Dataset entries:

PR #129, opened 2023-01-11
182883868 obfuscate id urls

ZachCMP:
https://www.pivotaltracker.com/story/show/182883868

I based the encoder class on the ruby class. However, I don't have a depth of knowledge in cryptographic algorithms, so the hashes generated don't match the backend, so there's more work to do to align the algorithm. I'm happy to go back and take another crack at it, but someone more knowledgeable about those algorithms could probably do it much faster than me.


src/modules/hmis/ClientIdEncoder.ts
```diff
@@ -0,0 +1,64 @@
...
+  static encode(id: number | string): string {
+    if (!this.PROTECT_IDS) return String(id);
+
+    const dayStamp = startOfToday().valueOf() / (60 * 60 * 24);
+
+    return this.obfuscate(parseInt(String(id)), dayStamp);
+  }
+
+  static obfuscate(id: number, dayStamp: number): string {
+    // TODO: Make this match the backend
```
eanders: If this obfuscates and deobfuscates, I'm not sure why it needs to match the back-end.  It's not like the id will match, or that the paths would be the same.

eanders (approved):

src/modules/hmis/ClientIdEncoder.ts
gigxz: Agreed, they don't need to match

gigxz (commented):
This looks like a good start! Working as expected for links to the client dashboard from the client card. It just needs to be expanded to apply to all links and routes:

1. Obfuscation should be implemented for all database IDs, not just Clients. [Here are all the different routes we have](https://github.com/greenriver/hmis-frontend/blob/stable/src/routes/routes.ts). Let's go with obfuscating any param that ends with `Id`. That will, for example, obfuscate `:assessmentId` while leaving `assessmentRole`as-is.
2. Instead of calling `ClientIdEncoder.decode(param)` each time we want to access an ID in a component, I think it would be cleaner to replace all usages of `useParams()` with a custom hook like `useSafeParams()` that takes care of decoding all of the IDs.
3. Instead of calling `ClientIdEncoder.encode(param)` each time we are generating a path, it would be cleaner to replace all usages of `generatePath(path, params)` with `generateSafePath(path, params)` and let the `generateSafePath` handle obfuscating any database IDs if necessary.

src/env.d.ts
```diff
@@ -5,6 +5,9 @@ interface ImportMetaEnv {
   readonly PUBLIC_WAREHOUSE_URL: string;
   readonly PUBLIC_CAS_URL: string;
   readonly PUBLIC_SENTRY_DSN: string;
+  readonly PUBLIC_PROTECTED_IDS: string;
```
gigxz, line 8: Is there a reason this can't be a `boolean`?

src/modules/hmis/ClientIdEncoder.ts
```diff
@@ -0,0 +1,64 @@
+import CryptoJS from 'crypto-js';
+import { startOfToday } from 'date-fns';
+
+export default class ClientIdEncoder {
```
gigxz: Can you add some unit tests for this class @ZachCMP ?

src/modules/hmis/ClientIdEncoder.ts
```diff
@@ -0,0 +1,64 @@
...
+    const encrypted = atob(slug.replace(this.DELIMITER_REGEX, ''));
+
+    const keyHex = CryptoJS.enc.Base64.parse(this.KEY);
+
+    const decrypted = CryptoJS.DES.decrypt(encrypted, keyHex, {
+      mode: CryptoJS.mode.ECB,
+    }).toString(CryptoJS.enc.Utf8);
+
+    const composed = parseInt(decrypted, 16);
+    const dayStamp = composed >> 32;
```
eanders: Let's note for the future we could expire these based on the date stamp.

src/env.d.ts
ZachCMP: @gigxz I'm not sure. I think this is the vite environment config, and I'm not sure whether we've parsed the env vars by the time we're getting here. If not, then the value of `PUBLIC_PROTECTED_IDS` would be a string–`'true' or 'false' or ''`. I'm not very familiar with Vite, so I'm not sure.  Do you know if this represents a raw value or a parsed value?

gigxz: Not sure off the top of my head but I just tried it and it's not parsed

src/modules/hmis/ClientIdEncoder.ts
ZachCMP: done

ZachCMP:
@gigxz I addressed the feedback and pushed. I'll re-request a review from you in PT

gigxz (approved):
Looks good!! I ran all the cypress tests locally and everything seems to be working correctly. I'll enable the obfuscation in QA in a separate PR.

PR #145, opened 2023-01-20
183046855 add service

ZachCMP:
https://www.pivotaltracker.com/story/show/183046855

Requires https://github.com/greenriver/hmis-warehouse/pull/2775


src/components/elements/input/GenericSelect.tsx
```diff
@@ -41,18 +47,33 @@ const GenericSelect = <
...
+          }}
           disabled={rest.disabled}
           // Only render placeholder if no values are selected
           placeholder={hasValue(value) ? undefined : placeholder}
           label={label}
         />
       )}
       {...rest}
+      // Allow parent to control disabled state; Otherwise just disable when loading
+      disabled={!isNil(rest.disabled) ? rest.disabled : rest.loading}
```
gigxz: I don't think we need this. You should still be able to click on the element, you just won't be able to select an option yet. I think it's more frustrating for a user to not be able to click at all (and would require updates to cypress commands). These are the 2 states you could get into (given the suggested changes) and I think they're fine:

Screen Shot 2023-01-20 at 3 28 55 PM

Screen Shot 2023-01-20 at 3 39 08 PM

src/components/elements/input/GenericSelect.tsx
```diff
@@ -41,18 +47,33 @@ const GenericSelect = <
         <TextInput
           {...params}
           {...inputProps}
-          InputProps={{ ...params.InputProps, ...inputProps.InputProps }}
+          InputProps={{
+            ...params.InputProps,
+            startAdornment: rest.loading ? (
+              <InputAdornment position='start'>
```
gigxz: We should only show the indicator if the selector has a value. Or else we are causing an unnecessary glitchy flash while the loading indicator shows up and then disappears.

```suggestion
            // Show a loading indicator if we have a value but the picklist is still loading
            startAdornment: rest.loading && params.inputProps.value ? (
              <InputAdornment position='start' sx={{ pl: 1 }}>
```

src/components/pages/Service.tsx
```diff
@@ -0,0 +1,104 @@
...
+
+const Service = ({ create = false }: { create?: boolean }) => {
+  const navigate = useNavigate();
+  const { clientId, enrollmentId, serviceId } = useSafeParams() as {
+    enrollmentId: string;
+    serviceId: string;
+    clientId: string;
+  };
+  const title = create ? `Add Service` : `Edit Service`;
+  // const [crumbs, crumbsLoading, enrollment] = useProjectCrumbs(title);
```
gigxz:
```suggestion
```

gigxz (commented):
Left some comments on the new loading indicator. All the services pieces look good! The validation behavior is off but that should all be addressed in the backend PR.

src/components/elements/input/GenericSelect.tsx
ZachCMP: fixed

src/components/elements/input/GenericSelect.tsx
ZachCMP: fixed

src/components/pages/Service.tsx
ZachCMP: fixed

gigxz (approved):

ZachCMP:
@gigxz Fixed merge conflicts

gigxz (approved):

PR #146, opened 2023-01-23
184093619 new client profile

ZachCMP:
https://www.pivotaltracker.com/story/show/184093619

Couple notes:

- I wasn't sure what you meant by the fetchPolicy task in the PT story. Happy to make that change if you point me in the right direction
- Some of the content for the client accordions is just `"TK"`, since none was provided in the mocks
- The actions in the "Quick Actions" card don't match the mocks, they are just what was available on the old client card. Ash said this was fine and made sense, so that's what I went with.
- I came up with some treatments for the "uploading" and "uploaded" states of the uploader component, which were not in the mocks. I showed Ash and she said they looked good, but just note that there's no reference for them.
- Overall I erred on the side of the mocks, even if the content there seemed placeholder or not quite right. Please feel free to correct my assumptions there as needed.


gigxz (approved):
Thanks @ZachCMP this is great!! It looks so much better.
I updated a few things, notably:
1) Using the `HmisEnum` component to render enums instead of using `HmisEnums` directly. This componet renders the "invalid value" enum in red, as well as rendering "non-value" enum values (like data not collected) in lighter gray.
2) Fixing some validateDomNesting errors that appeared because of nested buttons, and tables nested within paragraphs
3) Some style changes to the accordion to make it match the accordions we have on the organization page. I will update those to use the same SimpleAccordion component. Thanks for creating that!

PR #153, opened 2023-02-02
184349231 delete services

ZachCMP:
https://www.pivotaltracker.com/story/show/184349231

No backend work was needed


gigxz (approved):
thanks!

→ Task item
Every line in the data that holds the string "InputAdornment" should be returned.

→ Exercise result
+              <InputAdornment position='start'>
              <InputAdornment position='start' sx={{ pl: 1 }}>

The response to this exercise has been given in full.